GIVEN DATA section start

PR #807, opened 2019-10-14
Remove twitter

jameshadfield:
This PR removes 
* The loading of the twitter widget -- This was able to render tweets from narratives "nicely" however it is prudent to remove it for security reasons. An issue will be created regarding the narrative functionality. (To my knowledge no narratives relied on this.)
* Twitter-related CSS


tsibley:
The "Intro to narratives" narrative calls out Twittering embeding: https://nextstrain.org/narratives/intro-to-narratives?n=5

(That also makes me notice that `?n=5` is preserved but doesn't load with the 5th section shown.)

PR #819, opened 2019-11-05
Include strain metadata accession

joverlee521:
Includes the GISAID EPI Isolate ID in the strain metadata download.


jameshadfield:
Hi @joverlee521, thanks for addressing this bug introduced in the v2 release. I think it's great that there is good feedback from the flu community and that you can address bugs like these 👍 

I've fixed a couple of additional bugs related to your one. A strain's `url` wasn't being converted to the v2 format either (identical issue to `accession`). And neither `accession` nor `url` were being displayed in the tip-clicked info box, which is a regression from v1.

GIVEN DATA section end

- _TASK BRIEF_:
Which lines of the records above contain the word "opened"? Report each one.

- _COMPLETED EXERCISE_:
PR #807, opened 2019-10-14
PR #819, opened 2019-11-05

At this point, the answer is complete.